- RAW DATA -
▬▬▬▬▬▬
PR #1431, opened 2023-09-28
don't shift chart when new data replaces existing whitespace

### LINKED ISSUE #1201: Chart with whitespaces shifts on realtime

**Steps/code to reproduce:**

Open attached sample, wait for 6 seconds

**Actual behavior:**

red series shifts to the left

**Expected behavior:**

res series should keep its place

Additionally:

if replace whitespaces with some values

SlicedSilver:
**Type of PR:** bugfix

**PR checklist:**

- [x] Addresses an existing issue: fixes #1201
- [x] Includes tests
- [x] Documentation update

**Overview of change:**
When a realtime update is for a time point which already exists on the time scale then we won't shift the visible range of the chart anymore.

**Pipeline Checks:**
- Changes to DTS are expected. ✅
- Changes to Graphics Tests are expected (new test `do-not-shift-range-when-replacing-whitespace` was added). ✅
- It is expected that the `histogram-add-new-color-on-update` and `whitespace-updates` tests will fail. They have been manually checked and the old behaviour was incorrect. ✅

### DIFF
--- a/src/model/time-scale.ts
+++ b/src/model/time-scale.ts
@@ -147,12 +147,21 @@ export interface HorzScaleOptions {
 	/**
 	 * Shift the visible range to the right (into the future) by the number of new bars when new data is added.
 	 *
-	 * Note that this only applies when the last bar is visible, and the new data point is not being placed
-	 * at the same time value as an existing whitespace data point (on a different series).
+	 * Note that this only applies when the last bar is visible.
 	 *
 	 * @defaultValue `true`
 	 */
 	shiftVisibleRangeOnNewBar: boolean;
+
+	/**
+	 * Don't shift the visible range to the right (into the future) by the number of new bars when new data is added IF
+	 * that data is placed on existing whitespace data points (times).
+	 *
+	 * {@link shiftVisibleRangeOnNewBar} needs to be enabled for this to have any effect.
+	 *
+	 * @defaultValue `false`
+	 */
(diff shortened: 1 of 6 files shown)


src/model/time-scale.ts
```diff
@@ -153,6 +153,16 @@ export interface HorzScaleOptions {
...
 
+	/**
+	 * Should shift the visible range to the right (into the future) by the number of new bars when new data is added IF
+	 * that data is placed on existing whitespace data points (times).
+	 *
+	 * {@link shiftVisibleRangeOnNewBar} needs to be enabled for this to have any effect.
+	 *
+	 * @defaultValue `true`
+	 */
+	shiftVisibleRangeWhenNewBarReplacesWhitespace: boolean;
```
eugene-korobko, line 164: Do we really need this option? It is difficult to imagine why somebody needs this shifting

eugene-korobko: Well, from my point of view, old behavior is an obvious bug and we needn't keep back compatibility.
Formally, all bug fixes are "breaking changes" since they change the behavior, however we do not provide options to keep old behavior.
So, I'd like to select case #2.

What do you think?

SlicedSilver: Sounds good 👍

eugene-korobko (approved):

PR #1445, opened 2023-10-18
disabling touch scrolling should apply to scales as well

### LINKED ISSUE #1441: On iOS page is not scrollable if handleScroll is false and doing scroll action on Y axis
**Lightweight Charts™ Version:** 4.1.0

**Steps/code to reproduce:**

1. Open JSFiddle link on iOS touch device
2. Scroll down to the chart
3. Try to scroll down more if you are doing the scroll action on Y axis

**Actual behavior:**

Nothing happens, page is not scrollable if you try to perform scroll action on Y axis.

**Expected behavior:**

Page should be scrollable, since we disabled chart scroll handling.

**JSFiddle:** https://jsfiddle.net/ceyzgab2/2/

SlicedSilver:

**PR checklist:**

- [x] Addresses an existing issue: fixes #1441
- [x] Includes tests
- `N/A?` ~Documentation update~

**Overview of change:**
If the `vertTouchDrag` option for `handleScroll` is set to `false` then touch scrolling over the price scale will now allow the page to scroll as expected.

If the `horzTouchDrag` option for `handleScroll` is set to `false` then touch scrolling over the time scale will now allow the page to scroll as expected.

- Docs: https://tradingview.github.io/lightweight-charts/docs/api/interfaces/HandleScrollOptions

### DIFF
--- a/src/gui/price-axis-widget.ts
+++ b/src/gui/price-axis-widget.ts
@@ -145,7 +145,7 @@ export class PriceAxisWidget implements IDestroyable {
 			this._topCanvasBinding.canvasElement,
 			handler,
 			{
-				treatVertTouchDragAsPageScroll: () => false,
+				treatVertTouchDragAsPageScroll: () => !this._options.handleScroll.vertTouchDrag,
 				treatHorzTouchDragAsPageScroll: () => true,
 			}
 		);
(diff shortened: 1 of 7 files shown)


SlicedSilver:
FYI: even though new tests were added, it is expected that the pipeline shows no errors. This is because the tests were added to the interactions tests which aren't comparing old and new behaviour versus the golden version, but rather only on the new version.
I've tested these tests on the golden version and the 2 which are expected to fail do fail 👍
▬▬▬▬▬▬
- EXERCISE REQUIREMENTS -
Would you tally the lines above holding "boolean" and reply with the total alone?

- ANSWER AREA -
2